## DESCRIPTION OF THE TASK
When you answer, give every record back exactly as written.

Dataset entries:
=== Begin Enclosure ===

PR #503, opened 2016-03-10
Generation of .pc files for pkg-config

Sylvain78:
ncurses:Minimal changes to generate .pc files.

### DIFF
--- a/sys-libs/ncurses/ncurses-5.9.recipe
+++ b/sys-libs/ncurses/ncurses-5.9.recipe
@@ -55,6 +55,7 @@ fi
 REQUIRES="
 	haiku$secondaryArchSuffix
 	"
+
 if [ -n "$secondaryArchSuffix" ]; then
 	REQUIRES="$REQUIRES
 		ncurses == $portVersion base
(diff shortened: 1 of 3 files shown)


mmuman:
Please use English for commit logs.
Also, as a convention, we prefix the first line with the name of the concerned recipe, like "ncurses: generate .pc files for pkg-config"
You'll also want to use git rebase origin and force push to remove the useless merge commit.

korli:
ncurses 6.0 is the newest recipe, please change this one. ncurses 5.9 is deprecated in Haiku.
I'm pretty sure your patch is broken for secondary architecture. Have you tried instead to define the variable PKG_CONFIG_LIBDIR?

mmuman:
I'm not sure, doesn't haikuporter use setarch now?

mmuman:
Ok, just need to make sure gcc4 .pc are fine now.

korli:
If you could just drop your first commit, only keep the 6.0 commit, that would be cool.
Also use an english comment for your patch.

mmuman:
Oh, we'll want to bump the REVISION, too :-)

korli:
Applied, thanks!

=== End Enclosure ===

## ANSWER SPACE
PR #503, opened 2016-03-10
Generation of .pc files for pkg-config

Sylvain78:
ncurses:Minimal changes to generate .pc files.

### DIFF
--- a/sys-libs/ncurses/ncurses-5.9.recipe
+++ b/sys-libs/ncurses/ncurses-5.9.recipe
@@ -55,6 +55,7 @@ fi
 REQUIRES="
 	haiku$secondaryArchSuffix
 	"
+
 if [ -n "$secondaryArchSuffix" ]; then
 	REQUIRES="$REQUIRES
 		ncurses == $portVersion base
(diff shortened: 1 of 3 files shown)


mmuman:
Please use English for commit logs.
Also, as a convention, we prefix the first line with the name of the concerned recipe, like "ncurses: generate .pc files for pkg-config"
You'll also want to use git rebase origin and force push to remove the useless merge commit.

korli:
ncurses 6.0 is the newest recipe, please change this one. ncurses 5.9 is deprecated in Haiku.
I'm pretty sure your patch is broken for secondary architecture. Have you tried instead to define the variable PKG_CONFIG_LIBDIR?

mmuman:
I'm not sure, doesn't haikuporter use setarch now?

mmuman:
Ok, just need to make sure gcc4 .pc are fine now.

korli:
If you could just drop your first commit, only keep the 6.0 commit, that would be cool.
Also use an english comment for your patch.

mmuman:
Oh, we'll want to bump the REVISION, too :-)

korli:
Applied, thanks!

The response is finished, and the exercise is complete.